Just ask clients like David, who came to Tricomi utterly debilitated by chronic knee and leg pain and on the verge of surgery. “Within a couple of weeks, the pain was gone,” he marveled. “Amazing result!”

We have many success stories like David’s. This includes professional athletes recovering from injuries that could have ended their careers, as well as office workers getting relief from pain caused by an overworked mouse hand.

Preventing Tendonitis

Proper diet, regular exercise and healthy tissue keep us in our best form. The better condition your connective tissue is in, the healthier and stronger you are and the more resistant you are to injury. Make bodywork part of your overall wellness routine to live pain free.

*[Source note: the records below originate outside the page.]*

PR #138, opened 2020-06-26
Bug 1851214: use lowercase plurals in resource property of relatedObjects

jmencak:
The `resource` property of the `relatedObjects` stanza in the ClusterOperator object needs lowercase plurals.


jmencak:
@sjug, PTAL
thanks!

PR #1115, opened 2024-07-21
CNF-12711: hypershift: enable feature gate support

Tal-or:
In order to support feature gate on Hypershift,
we need to build and provide an `eventRecorder` for the `featureGateAccessor`.
The `eventRecorder` uses the controllerRef of NTO pod when it emits an event:
https://github.com/openshift/cluster-node-tuning-operator/blob/81b7b9d35113848bbcf96758829a4cb54ac5b784/vendor/github.com/openshift/library-go/pkg/operator/events/recorder.go#L199

In order to get the controllerRef, we need to `Get()` NTO pod and extract
the ownerReference from it's metadata:
https://github.com/openshift/cluster-node-tuning-operator/blob/81b7b9d35113848bbcf96758829a4cb54ac5b784/vendor/github.com/openshift/library-go/pkg/operator/events/recorder.go#L76

Theoretically, on Hypershift we need to use the MNG client to `Get()`
NTO pod, hence we should also pass the rest config of the MNG cluster.

But NTO pod doesn't have an access to `Pod` objects under it role
on Hypershift anyway:
https://github.com/openshift/hypershift/blob/c84168e02ddc3f980ee325a790d6e5ff3b4c3f9f/control-plane-operator/controllers/hostedcontrolplane/nto/clusternodetuningoperator.go#L147-#L149

The consequence of granting access for NTO to list all pods on the NS means
that it would be able to list all the control plan pods, since on
Hypershift all the pods are under the same NS.

Considering the price we would pay from security perspective
and comparing to what other controllers are doing, it's preferred to fallback for
using the namespace as the reference name:
https://github.com/openshift/cluster-image-registry-operator/blob/master/pkg/operator/starter.go#L71

### DIFF
--- a/cmd/cluster-node-tuning-operator/main.go
+++ b/cmd/cluster-node-tuning-operator/main.go
@@ -194,6 +194,11 @@ func operatorRun() {
 			klog.Exitf("unable to create PerformanceProfile v2 webhook: %v", err)
 		}
 	} else {
+		operatorNamespace := config.OperatorNamespace()
+		fg, err := setupFeatureGates(context.TODO(), restConfig, operatorNamespace)
+		if err != nil {
+			klog.Exitf("failed to setup feature gates: %v", err)
+		}
 		// HyperShift configuration
 		restConfig, err := ntoclient.GetInClusterConfig()
 		if err != nil {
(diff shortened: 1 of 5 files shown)


ffromani (commented):
/lgtm

let's have a second review here

ffromani (commented):
/lgtm

PR #1118, opened 2024-07-22
WIP: OCPBUGS-28647: consume deferred updates from performance profile

ffromani:
Consume the deferred updates support from the performance profile. The idea is that if the annotation (the same as NTO) is found on performanceprofile, it is passed throught the generated tuned object.

Initially we don't support hypershift

### DIFF
--- a/pkg/performanceprofile/controller/performanceprofile/components/tuned/tuned.go
+++ b/pkg/performanceprofile/controller/performanceprofile/components/tuned/tuned.go
@@ -17,6 +17,7 @@ import (
 	performancev2 "github.com/openshift/cluster-node-tuning-operator/pkg/apis/performanceprofile/v2"
 	"github.com/openshift/cluster-node-tuning-operator/pkg/performanceprofile/controller/performanceprofile/components"
 	profilecomponent "github.com/openshift/cluster-node-tuning-operator/pkg/performanceprofile/controller/performanceprofile/components/profile"
+	ntoutil "github.com/openshift/cluster-node-tuning-operator/pkg/util"
 )
 
 const (
@@ -40,8 +41,17 @@ const (
 	templatePerformanceProfileName          = "PerformanceProfileName"
 )
 
-func new(name string, profiles []tunedv1.TunedProfile, recommends []tunedv1.TunedRecommend) *tunedv1.Tuned {
-	return &tunedv1.Tuned{
+func OptionsFromPerformanceProfile(pp *performancev2.PerformanceProfile) components.TunedOptions {
+	opts := components.TunedOptions{}
+	if pp == nil {
+		return opts
+	}
+	opts.DeferredEnabled = ntoutil.HasDeferredUpdateAnnotation(pp.Annotations)
+	return opts
+}
+
+func newTuned(name string, profiles []tunedv1.TunedProfile, recommends []tunedv1.TunedRecommend, opts *components.TunedOptions) *tunedv1.Tuned {
+	obj := tunedv1.Tuned{
 		TypeMeta: metav1.TypeMeta{
 			APIVersion: tunedv1.SchemeGroupVersion.String(),
 			Kind:       "Tuned",
@@ -55,10 +65,14 @@ func new(name string, profiles []tunedv1.TunedProfile, recommends []tunedv1.Tune
 			Recommend: recommends,
 		},
 	}
+	if opts != nil {
+		obj.Annotations = ntoutil.ToggleDeferredUpdateAnnotation(obj.Annotations, opts.DeferredEnabled)
+	}
+	return &obj
 }
 
 // NewNodePerformance returns tuned profile for performance sensitive workflows
-func NewNodePerformance(profile *performancev2.PerformanceProfile) (*tunedv1.Tuned, error) {
+func NewNodePerformance(profile *performancev2.PerformanceProfile, opts *components.TunedOptions) (*tunedv1.Tuned, error) {
 	templateArgs := make(map[string]interface{})
 
 	templateArgs[templatePerformanceProfileName] = profile.Name
@@ -244,7 +258,7 @@ func NewNodePerformance(profile *performancev2.PerformanceProfile) (*tunedv1.Tun
 			MachineConfigLabels: profilecomponent.GetMachineConfigLabel(profile),
 		},
 	}
-	return new(name, profiles, recommends), nil
+	return newTuned(name, profiles, recommends, opts), nil
 }
 
 func getProfileData(tunedTemplate string, data interface{}) (string, error) {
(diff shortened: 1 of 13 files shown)


pkg/performanceprofile/controller/performanceprofile_controller.go
```diff
@@ -595,6 +600,17 @@ func (r *PerformanceProfileReconciler) isMixedCPUsEnabled(object client.Object)
 	return profileutil.IsMixedCPUsEnabled(object.(*performancev2.PerformanceProfile))
 }
 
+func (r *PerformanceProfileReconciler) isTunedDeferredEnabled(object client.Object) bool {
+	if ntoconfig.InHyperShift() {
+		return false
```
Tal-or, line 605: I know it's still WIP so I might be judging too early. 
We recently aligned all NTO/PAO features to work on Hypershift let's make sure to keep this spirit, unless there's a really good reason why not.
And even if there's, let's add a comment explaining why we cannot support it on Hypershift.

pkg/performanceprofile/controller/performanceprofile/components/tuned/tuned.go
```diff
@@ -40,8 +41,17 @@ const (
 	templatePerformanceProfileName          = "PerformanceProfileName"
 )
 
-func new(name string, profiles []tunedv1.TunedProfile, recommends []tunedv1.TunedRecommend) *tunedv1.Tuned {
-	return &tunedv1.Tuned{
+func OptionsFromPerformanceProfile(pp *performancev2.PerformanceProfile) components.TunedOptions {
```
Tal-or, line 44: This is more a question than a comment, why it's better to return a struct than a pointer here?

ffromani: In this case is debatable indeed. I tend to use return by value (meaning return structs, not pointer to) by default because I like to minimize the mutability side.
Using values make it obvious we work on copies, there's (the promise of: members can be pointers!) no mutability, which simplifies the reasoning.
For small structs the performance loss is negligible, and in general optimization should be data-driven, the code should default to readability.

But again: in this case is mostly habit, returning a pointer wouldn't have raised eyebrows.

pkg/performanceprofile/controller/performanceprofile_controller.go
ffromani: yes, good point. Will fix/clarify by the time the WIP tag is lifted.

yanirq: We need to come up with a mechanism to keep this practice then

Tal-or: @yanirq For new features we're usually adding e2e tests.
Since the same tests are running on both OCP and HCP they likely to be failed on HCP in case no one took care to add support for the new feature on HCP

pkg/performanceprofile/controller/performanceprofile/components/tuned/tuned.go
Tal-or: Ack. Thank you for the explanation

ffromani:
need to clarify if we want to update at all in hypershift. Won't harm, but would it be useful?

yanirq:
> need to clarify if we want to update at all in hypershift. Won't harm, but would it be useful?

Since we intend to downport this PR I am wondering if should actually keep the separation and have a followup PR for hypershift support

ffromani:
to backport the feature we will need code changes anyway (unfortunately). I think the hypershift support is not a concern in this case.

ffromani:
> I am bit worried about this one. PerfProfile does more than just create Tuned. We also post MC and KubeletConfigs that do not support deferred updates. And they need to stay in sync. Moreover, any change to cpu sets or kernel args in PP causes an MCP reboot.
> 
> So I wonder what can be changed in PP that it does not reboot the nodes and goes to Tuned.

each of these can be addressed individually. But it's allowed for a change in the perfprofile to fan out on multiple objects, and each of them can cause a reboot. And by design these objects are reconciled independently.

ffromani:
> > I am bit worried about this one. PerfProfile does more than just create Tuned. We also post MC and KubeletConfigs that do not support deferred updates. And they need to stay in sync. Moreover, any change to cpu sets or kernel args in PP causes an MCP reboot.
> > So I wonder what can be changed in PP that it does not reboot the nodes and goes to Tuned.
> 
> each of these can be addressed individually. But it's allowed for a change in the perfprofile to fan out on multiple objects, and each of them can cause a reboot. And by design these objects are reconciled independently.

uhm the linked bug mentions only tuned though. Fixing all the other reboot cause, assuming we can in the current architecture, is a much larger scope.

ffromani:
> > > I am bit worried about this one. PerfProfile does more than just create Tuned. We also post MC and KubeletConfigs that do not support deferred updates. And they need to stay in sync. Moreover, any change to cpu sets or kernel args in PP causes an MCP reboot.
> > > So I wonder what can be changed in PP that it does not reboot the nodes and goes to Tuned.
> > 
> > 
> > each of these can be addressed individually. But it's allowed for a change in the perfprofile to fan out on multiple objects, and each of them can cause a reboot. And by design these objects are reconciled independently.
> 
> uhm the linked bug mentions only tuned though. Fixing all the other reboot cause, assuming we can in the current architecture, is a much larger scope.

I addressed somehow this part in my last commit, PTAL @MarSik @yanirq

yanirq:
> > > > I am bit worried about this one. PerfProfile does more than just create Tuned. We also post MC and KubeletConfigs that do not support deferred updates. And they need to stay in sync. Moreover, any change to cpu sets or kernel args in PP causes an MCP reboot.
> > > > So I wonder what can be changed in PP that it does not reboot the nodes and goes to Tuned.
> > > 
> > > 
> > > each of these can be addressed individually. But it's allowed for a change in the perfprofile to fan out on multiple objects, and each of them can cause a reboot. And by design these objects are reconciled independently.
> > 
> > 
> > uhm the linked bug mentions only tuned though. Fixing all the other reboot cause, assuming we can in the current architecture, is a much larger scope.
> 
> I addressed somehow this part in my last commit, PTAL @MarSik @yanirq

While tendonitis can’t always be avoided, you can significantly reduce your risk by:

  • Properly warming up before intense activities
  • Using proper form and technique to avoid excess strain
  • Taking breaks from repetitive motions
  • Maintaining flexibility through regular stretching
  • Using supportive gear like braces or straps
  • Building overall conditioning through strength training

Don’t neglect preventative self-care – an ounce of proactive tendon TLC is worth a pound of cure!

Conclusion: Embracing a Pain-Free Life

Close up back view of senior old man with a travel backpack on his back and holds his hands up as a sign of freedom stands on the seaside at sunset.

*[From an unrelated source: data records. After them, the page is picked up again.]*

PR #1119, opened 2024-07-23
OCPBUGS-28647: deferred updates: cleanups

ffromani:
cleanups suggested late in the #1019 cycle or emerged after the first nightly CI run

### DIFF
--- a/test/e2e/deferred/restart.go
+++ b/test/e2e/deferred/restart.go
@@ -20,7 +20,7 @@ import (
 	"github.com/openshift/cluster-node-tuning-operator/test/e2e/util/wait"
 )
 
-var _ = ginkgo.Describe("[deferred][restart] Profile deferred", func() {
+var _ = ginkgo.Describe("[deferred][restart][slow][disruptive][flaky] Profile deferred", ginkgo.Label("deferred", "restart", "slow", "disruptive", "flaky"), func() {
 	ginkgo.Context("when restarting", func() {
 		var (
 			createdTuneds []string
--- a/Makefile
+++ b/Makefile
@@ -101,7 +101,7 @@ $(GOBINDATA_BIN):
 
 test-e2e: $(BINDATA)
 	for d in core basic reboots reboots/sno deferred; do \
-	  KUBERNETES_CONFIG="$(KUBECONFIG)" $(GO) test -v -timeout 40m ./test/e2e/$$d -ginkgo.v -ginkgo.no-color -ginkgo.fail-fast || exit; \
+	  KUBERNETES_CONFIG="$(KUBECONFIG)" $(GO) test -v -timeout 40m ./test/e2e/$$d -ginkgo.v -ginkgo.no-color -ginkgo.fail-fast -ginkgo.label-filter=!flaky || exit; \
 	done
 
 .PHONY: test-e2e-local
--- a/pkg/tuned/cmd/render/render.go
+++ b/pkg/tuned/cmd/render/render.go
@@ -213,7 +213,7 @@ func render(inputDir []string, outputDir string, mcpName string) error {
 	for _, t := range tuneD {
 		tunedProfiles = append(tunedProfiles, t.Spec.Profile...)
 	}
-	_, _, _, _, err = tunedpkg.ProfilesExtract(tunedProfiles, recommendedProfile)
+	_, err = tunedpkg.ProfilesExtract(tunedProfiles, recommendedProfile)
 	if err != nil {
 		klog.Errorf("error extracting tuned profiles : %v", err)
 		return fmt.Errorf("error extracting tuned profiles: %w", err)
--- a/pkg/tuned/controller.go
+++ b/pkg/tuned/controller.go
@@ -80,7 +80,7 @@ const (
 	// be generous and give it 10s.
 	tunedGracefulExitWait = time.Second * time.Duration(10)
 	ocpTunedHome          = "/var/lib/ocp-tuned"
-	ocpTunedRunDir        = "/run/" + programName
+	ocpTunedRunDir        = "/run/ocp-tuned"
 	ocpTunedProvider      = ocpTunedHome + "/provider"
 	// With the less aggressive rate limiter, retries will happen at 100ms*2^(retry_n-1):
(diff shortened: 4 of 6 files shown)


jmencak:
Thank you for the cleanup.  This looks good to me, but letting other reviewers comment.  Only one super-nit:
```
index cce3334a..561a60dc 100644
--- a/pkg/tuned/controller.go
+++ b/pkg/tuned/controller.go
@@ -403,7 +403,7 @@ type ExtractedProfiles struct {
 
 // ProfilesExtract extracts TuneD daemon profiles to tunedProfilesDirCustom directory.
 // Returns:
-//   - ExtractedProfile with the details of the operation performed
+//   - ExtractedProfiles with the details of the operation performed.
 //   - Error if any or nil.
 func ProfilesExtract(profiles []tunedv1.TunedProfile, recommendedProfile string) (ExtractedProfiles, error) {
 	klog.Infof("profilesExtract(): extracting %d TuneD profiles (recommended=%s)", len(profiles), recommendedProfile)

```

ffromani:
> Thank you for the cleanup. This looks good to me, but letting other reviewers comment. Only one super-nit:
> 
> ```
> diff --git a/pkg/tuned/controller.go b/pkg/tuned/controller.go
> index cce3334a..561a60dc 100644
> --- a/pkg/tuned/controller.go
> +++ b/pkg/tuned/controller.go
> @@ -403,7 +403,7 @@ type ExtractedProfiles struct {
>  
>  // ProfilesExtract extracts TuneD daemon profiles to tunedProfilesDirCustom directory.
>  // Returns:
> -//   - ExtractedProfile with the details of the operation performed
> +//   - ExtractedProfiles with the details of the operation performed.
>  //   - Error if any or nil.
>  func ProfilesExtract(profiles []tunedv1.TunedProfile, recommendedProfile string) (ExtractedProfiles, error) {
>  	klog.Infof("profilesExtract(): extracting %d TuneD profiles (recommended=%s)", len(profiles), recommendedProfile)
> ```

thanks, fixed

ffromani:
/cc @Tal-or 
as he did most of the comments I'm addressing here

test/e2e/deferred/restart.go
```diff
@@ -20,6 +22,23 @@ import (
...
+	}
+	val, err := strconv.ParseBool(envVal)
+	if err != nil {
+		util.Logf("wrong value for %q: %q (err=%v)", enableRestartTestsEnvVar, envVal, err)
+		return false
+	}
+	return val
+}
+
 var _ = ginkgo.Describe("[deferred][restart] Profile deferred", func() {
```
Tal-or, line 42: Maybe we should also add `[disruptive]` ? 
https://github.com/kubernetes/community/blob/0566459c2bdfec36670861be20be26d33f31467e/contributors/devel/sig-testing/e2e-tests.md#kinds-of-tests

test/e2e/deferred/restart.go
```diff
@@ -20,6 +22,23 @@ import (
 	"github.com/openshift/cluster-node-tuning-operator/test/e2e/util/wait"
 )
 
+const (
+	enableRestartTestsEnvVar = "DEFERRED_RESTART_TESTS"
+)
+
+func areRestartTestsEnabled() bool {
```
Tal-or, line 29: `Ginkgo` has a built-in Labels mechanism that allow you to skip/unskip tests in a more natural manner. 
Unless the commands the executes the tests sits somewhere else (on different code-base) then we need to actively configure it to skip the label, which is less convenient.

test/e2e/deferred/restart.go
ffromani: indeed, done

test/e2e/deferred/restart.go
ffromani: very good point, let's add labels, and let's fix the matching tags

Tal-or:
@ffromani I don't see, where the actual skip is done?
We should have something like this:
https://github.com/openshift/cluster-node-tuning-operator/blob/master/Makefile#L260C135-L260C162

ffromani:
> @ffromani I don't see where the actual skip is done? We should have something like this: https://github.com/openshift/cluster-node-tuning-operator/blob/master/Makefile#L260C135-L260C162 Am I missing something here?

because is not yet :) I'll still need to do the skipping part consuming the labels

ffromani:
/hold

incomplete PR

ffromani:
/hold cancel

xref: https://github.com/openshift/release/blob/master/ci-operator/config/openshift/cluster-node-tuning-operator/openshift-cluster-node-tuning-operator-master.yaml#L119

Tal-or:
/lgtm
Thanks!

ffromani:
/unhold

before the latest update:
```
$ make test-e2e
for d in deferred; do \
  KUBERNETES_CONFIG="/home/fromani/clusters/cnflab/kubeconfig" GOOS=linux GO111MODULE=on GOFLAGS=-mod=vendor go test -v -timeout 40m ./test/e2e/$d -ginkgo.v -ginkgo.no-color -ginkgo.fail-fast -ginkgo.label-filter=\"!flaky\" || exit; \
done
=== RUN   TestNodeTuningOperatorDeferred
Ginkgo detected configuration issues:
Syntax Error Parsing Label Filter
  "!flaky"
  Invalid token '!'.

  Learn more at: http://onsi.github.io/ginkgo/#spec-labels
FAIL	github.com/openshift/cluster-node-tuning-operator/test/e2e/deferred	0.021s
FAIL
make: *** [Makefile:103: test-e2e] Error 1
```

Tal-or:
The label is `Flaky` (begin with capital letter) but the filter is `!flaky` (small letter). 
Are you sure it would match the label?

ffromani:
> The label is `Flaky` (begin with capital letter) but the filter is `!flaky` (small letter). Are you sure it would match the label?

good catch. Partial update. Fixing.

ffromani:
uhm, kube standard is to use `Capitalized` nouns, but the rest of the tests is using `lowercase-dash-separated`

Tal-or:
/lgtm
Thank you for the fixes

ffromani:
thank you for the careful review! low caffeine intake today

jmencak:
> New changes are detected. LGTM label has been removed.

Thank you @ffromani , the last change was requested by me.

/lgtm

So, why let tendonitis cramp your style any longer? Reclaim your active lifestyle by committing to a customized bodywork regimen tailored to your unique needs. With consistent therapeutic massage integrated into your self-care routine, you’ll be back to crushing your fitness goals, adventuring without limitations, and embracing every facet of life – 100% pain-free. Trust us, your tendons will be thanking you!